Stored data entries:

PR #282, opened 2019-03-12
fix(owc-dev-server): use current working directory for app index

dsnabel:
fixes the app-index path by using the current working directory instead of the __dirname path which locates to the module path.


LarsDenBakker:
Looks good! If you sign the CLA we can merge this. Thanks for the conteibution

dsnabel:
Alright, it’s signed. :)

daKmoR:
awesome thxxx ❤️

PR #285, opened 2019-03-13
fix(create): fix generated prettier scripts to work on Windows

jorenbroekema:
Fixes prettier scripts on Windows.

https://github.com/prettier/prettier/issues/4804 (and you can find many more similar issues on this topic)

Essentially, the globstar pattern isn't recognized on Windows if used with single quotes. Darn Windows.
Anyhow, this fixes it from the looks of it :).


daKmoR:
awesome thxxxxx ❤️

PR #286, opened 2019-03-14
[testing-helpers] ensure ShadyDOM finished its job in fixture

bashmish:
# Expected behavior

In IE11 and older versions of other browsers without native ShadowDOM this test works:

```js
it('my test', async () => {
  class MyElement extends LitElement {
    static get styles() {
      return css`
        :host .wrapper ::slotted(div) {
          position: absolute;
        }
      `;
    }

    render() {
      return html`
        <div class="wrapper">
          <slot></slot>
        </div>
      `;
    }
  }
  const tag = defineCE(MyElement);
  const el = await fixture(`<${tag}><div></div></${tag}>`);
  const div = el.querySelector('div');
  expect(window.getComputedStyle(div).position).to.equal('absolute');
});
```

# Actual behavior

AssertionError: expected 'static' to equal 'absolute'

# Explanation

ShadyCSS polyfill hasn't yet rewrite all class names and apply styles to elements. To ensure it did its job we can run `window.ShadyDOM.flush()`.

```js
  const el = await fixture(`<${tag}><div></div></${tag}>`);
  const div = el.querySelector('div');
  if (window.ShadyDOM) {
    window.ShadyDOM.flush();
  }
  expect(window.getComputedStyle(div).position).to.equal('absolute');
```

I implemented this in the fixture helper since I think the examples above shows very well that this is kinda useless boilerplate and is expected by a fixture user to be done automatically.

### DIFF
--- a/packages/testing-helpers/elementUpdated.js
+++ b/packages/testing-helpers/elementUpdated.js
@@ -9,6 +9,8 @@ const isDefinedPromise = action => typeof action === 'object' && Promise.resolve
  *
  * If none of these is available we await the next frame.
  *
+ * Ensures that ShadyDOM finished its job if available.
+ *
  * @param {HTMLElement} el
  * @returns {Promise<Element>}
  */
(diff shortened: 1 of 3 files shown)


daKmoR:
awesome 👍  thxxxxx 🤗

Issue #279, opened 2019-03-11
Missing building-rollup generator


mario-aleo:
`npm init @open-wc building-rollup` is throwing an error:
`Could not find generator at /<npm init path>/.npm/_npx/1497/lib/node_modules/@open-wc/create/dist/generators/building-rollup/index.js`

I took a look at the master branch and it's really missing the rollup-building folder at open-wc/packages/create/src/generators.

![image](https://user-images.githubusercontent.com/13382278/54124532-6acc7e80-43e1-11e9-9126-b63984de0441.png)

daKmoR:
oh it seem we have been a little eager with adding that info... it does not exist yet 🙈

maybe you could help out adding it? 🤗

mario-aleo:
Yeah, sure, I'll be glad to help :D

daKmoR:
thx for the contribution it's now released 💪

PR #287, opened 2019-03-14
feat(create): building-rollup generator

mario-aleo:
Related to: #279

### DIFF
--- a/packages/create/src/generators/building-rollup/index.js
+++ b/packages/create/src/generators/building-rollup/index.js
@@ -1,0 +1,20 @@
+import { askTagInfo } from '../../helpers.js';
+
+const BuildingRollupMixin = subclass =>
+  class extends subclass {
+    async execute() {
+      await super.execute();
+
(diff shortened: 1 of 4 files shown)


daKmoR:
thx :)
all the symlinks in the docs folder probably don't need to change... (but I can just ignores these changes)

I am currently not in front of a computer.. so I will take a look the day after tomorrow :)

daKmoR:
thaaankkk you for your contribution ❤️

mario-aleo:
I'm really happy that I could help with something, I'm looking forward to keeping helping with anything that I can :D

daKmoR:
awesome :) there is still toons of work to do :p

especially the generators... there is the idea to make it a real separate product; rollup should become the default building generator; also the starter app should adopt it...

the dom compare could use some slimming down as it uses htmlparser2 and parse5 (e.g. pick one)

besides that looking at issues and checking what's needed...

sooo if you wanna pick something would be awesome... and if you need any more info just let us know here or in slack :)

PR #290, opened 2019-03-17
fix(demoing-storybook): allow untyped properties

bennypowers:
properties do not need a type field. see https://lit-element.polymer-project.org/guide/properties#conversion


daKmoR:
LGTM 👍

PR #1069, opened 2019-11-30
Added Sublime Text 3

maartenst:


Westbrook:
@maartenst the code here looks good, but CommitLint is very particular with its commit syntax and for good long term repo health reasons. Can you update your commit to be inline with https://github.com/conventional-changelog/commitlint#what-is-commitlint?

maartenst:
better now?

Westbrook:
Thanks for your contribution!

### What is needed
All of the data must be returned exactly.

### Your solution
PR #282, opened 2019-03-12
fix(owc-dev-server): use current working directory for app index

dsnabel:
fixes the app-index path by using the current working directory instead of the __dirname path which locates to the module path.


LarsDenBakker:
Looks good! If you sign the CLA we can merge this. Thanks for the conteibution

dsnabel:
Alright, it’s signed. :)

daKmoR:
awesome thxxx ❤️

PR #285, opened 2019-03-13
fix(create): fix generated prettier scripts to work on Windows

jorenbroekema:
Fixes prettier scripts on Windows.

https://github.com/prettier/prettier/issues/4804 (and you can find many more similar issues on this topic)

Essentially, the globstar pattern isn't recognized on Windows if used with single quotes. Darn Windows.
Anyhow, this fixes it from the looks of it :).


daKmoR:
awesome thxxxxx ❤️

PR #286, opened 2019-03-14
[testing-helpers] ensure ShadyDOM finished its job in fixture

bashmish:
# Expected behavior

In IE11 and older versions of other browsers without native ShadowDOM this test works:

```js
it('my test', async () => {
  class MyElement extends LitElement {
    static get styles() {
      return css`
        :host .wrapper ::slotted(div) {
          position: absolute;
        }
      `;
    }

    render() {
      return html`
        <div class="wrapper">
          <slot></slot>
        </div>
      `;
    }
  }
  const tag = defineCE(MyElement);
  const el = await fixture(`<${tag}><div></div></${tag}>`);
  const div = el.querySelector('div');
  expect(window.getComputedStyle(div).position).to.equal('absolute');
});
```

# Actual behavior

AssertionError: expected 'static' to equal 'absolute'

# Explanation

ShadyCSS polyfill hasn't yet rewrite all class names and apply styles to elements. To ensure it did its job we can run `window.ShadyDOM.flush()`.

```js
  const el = await fixture(`<${tag}><div></div></${tag}>`);
  const div = el.querySelector('div');
  if (window.ShadyDOM) {
    window.ShadyDOM.flush();
  }
  expect(window.getComputedStyle(div).position).to.equal('absolute');
```

I implemented this in the fixture helper since I think the examples above shows very well that this is kinda useless boilerplate and is expected by a fixture user to be done automatically.

### DIFF
--- a/packages/testing-helpers/elementUpdated.js
+++ b/packages/testing-helpers/elementUpdated.js
@@ -9,6 +9,8 @@ const isDefinedPromise = action => typeof action === 'object' && Promise.resolve
  *
  * If none of these is available we await the next frame.
  *
+ * Ensures that ShadyDOM finished its job if available.
+ *
  * @param {HTMLElement} el
  * @returns {Promise<Element>}
  */
(diff shortened: 1 of 3 files shown)


daKmoR:
awesome 👍  thxxxxx 🤗

Issue #279, opened 2019-03-11
Missing building-rollup generator


mario-aleo:
`npm init @open-wc building-rollup` is throwing an error:
`Could not find generator at /<npm init path>/.npm/_npx/1497/lib/node_modules/@open-wc/create/dist/generators/building-rollup/index.js`

I took a look at the master branch and it's really missing the rollup-building folder at open-wc/packages/create/src/generators.

![image](https://user-images.githubusercontent.com/13382278/54124532-6acc7e80-43e1-11e9-9126-b63984de0441.png)

daKmoR:
oh it seem we have been a little eager with adding that info... it does not exist yet 🙈

maybe you could help out adding it? 🤗

mario-aleo:
Yeah, sure, I'll be glad to help :D

daKmoR:
thx for the contribution it's now released 💪

PR #287, opened 2019-03-14
feat(create): building-rollup generator

mario-aleo:
Related to: #279

### DIFF
--- a/packages/create/src/generators/building-rollup/index.js
+++ b/packages/create/src/generators/building-rollup/index.js
@@ -1,0 +1,20 @@
+import { askTagInfo } from '../../helpers.js';
+
+const BuildingRollupMixin = subclass =>
+  class extends subclass {
+    async execute() {
+      await super.execute();
+
(diff shortened: 1 of 4 files shown)


daKmoR:
thx :)
all the symlinks in the docs folder probably don't need to change... (but I can just ignores these changes)

I am currently not in front of a computer.. so I will take a look the day after tomorrow :)

daKmoR:
thaaankkk you for your contribution ❤️

mario-aleo:
I'm really happy that I could help with something, I'm looking forward to keeping helping with anything that I can :D

daKmoR:
awesome :) there is still toons of work to do :p

especially the generators... there is the idea to make it a real separate product; rollup should become the default building generator; also the starter app should adopt it...

the dom compare could use some slimming down as it uses htmlparser2 and parse5 (e.g. pick one)

besides that looking at issues and checking what's needed...

sooo if you wanna pick something would be awesome... and if you need any more info just let us know here or in slack :)

PR #290, opened 2019-03-17
fix(demoing-storybook): allow untyped properties

bennypowers:
properties do not need a type field. see https://lit-element.polymer-project.org/guide/properties#conversion


daKmoR:
LGTM 👍

PR #1069, opened 2019-11-30
Added Sublime Text 3

maartenst:


Westbrook:
@maartenst the code here looks good, but CommitLint is very particular with its commit syntax and for good long term repo health reasons. Can you update your commit to be inline with https://github.com/conventional-changelog/commitlint#what-is-commitlint?

maartenst:
better now?

Westbrook:
Thanks for your contribution!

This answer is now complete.